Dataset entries
───
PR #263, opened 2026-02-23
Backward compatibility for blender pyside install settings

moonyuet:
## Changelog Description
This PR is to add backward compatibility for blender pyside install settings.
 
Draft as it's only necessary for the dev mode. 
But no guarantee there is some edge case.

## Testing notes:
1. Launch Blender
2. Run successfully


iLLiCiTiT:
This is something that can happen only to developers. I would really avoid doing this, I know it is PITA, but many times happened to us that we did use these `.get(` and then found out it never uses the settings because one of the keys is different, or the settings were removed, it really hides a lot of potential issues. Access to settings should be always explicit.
───
Task to complete
Write the data out again, verbatim.

Task response
PR #263, opened 2026-02-23
Backward compatibility for blender pyside install settings

moonyuet:
## Changelog Description
This PR is to add backward compatibility for blender pyside install settings.
 
Draft as it's only necessary for the dev mode. 
But no guarantee there is some edge case.

## Testing notes:
1. Launch Blender
2. Run successfully


iLLiCiTiT:
This is something that can happen only to developers. I would really avoid doing this, I know it is PITA, but many times happened to us that we did use these `.get(` and then found out it never uses the settings because one of the keys is different, or the settings were removed, it really hides a lot of potential issues. Access to settings should be always explicit.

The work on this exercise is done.